--- Given information ---

PR #895, opened 2022-12-07
Enhancement: Hiding actions for the Flow Runs title

nicolascribbles:
## What changed
- Added an optional boolean prop that allows me to hide the actions when I don't need them

## Why it changed
- [Add checklist to "run a flow to get started" screens #2024](https://github.com/PrefectHQ/nebula-ui/issues/2024)

## Related PRs
- [Added a copy button for the P-Code element #534](https://github.com/PrefectHQ/prefect-design/pull/534)


src/components/PageHeadingFlowRuns.vue
```diff
@@ -1,14 +1,24 @@
...
+  import { defineProps, withDefaults, computed } from 'vue'
   import PageHeading from '@/components/PageHeading.vue'
   import  SavedFilters from '@/components/SavedFilters.vue'
 
+
+  const props = withDefaults(defineProps<{
+    hideActions?: boolean,
+  }>(), {
+    hideActions: false,
+  })
```
stackoverfloweth, line 19: no need to define a default for this, as the default is (and always should be) falsey
```suggestion
  const props = defineProps<{
    hideActions?: boolean,
  }>()
```

src/components/PageHeadingFlowRuns.vue
```diff
@@ -1,14 +1,24 @@
...
+
+  const hideActions = computed(() => props.hideActions)
```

---

Nothing in the records may change; write them out again in full.

PR #895, opened 2022-12-07
Enhancement: Hiding actions for the Flow Runs title

nicolascribbles:
## What changed
- Added an optional boolean prop that allows me to hide the actions when I don't need them

## Why it changed
- [Add checklist to "run a flow to get started" screens #2024](https://github.com/PrefectHQ/nebula-ui/issues/2024)

## Related PRs
- [Added a copy button for the P-Code element #534](https://github.com/PrefectHQ/prefect-design/pull/534)


src/components/PageHeadingFlowRuns.vue
```diff
@@ -1,14 +1,24 @@
...
+  import { defineProps, withDefaults, computed } from 'vue'
   import PageHeading from '@/components/PageHeading.vue'
   import  SavedFilters from '@/components/SavedFilters.vue'
 
+
+  const props = withDefaults(defineProps<{
+    hideActions?: boolean,
+  }>(), {
+    hideActions: false,
+  })
```
stackoverfloweth, line 19: no need to define a default for this, as the default is (and always should be) falsey
```suggestion
  const props = defineProps<{
    hideActions?: boolean,
  }>()
```

src/components/PageHeadingFlowRuns.vue
```diff
@@ -1,14 +1,24 @@
...
+
+  const hideActions = computed(() => props.hideActions)
```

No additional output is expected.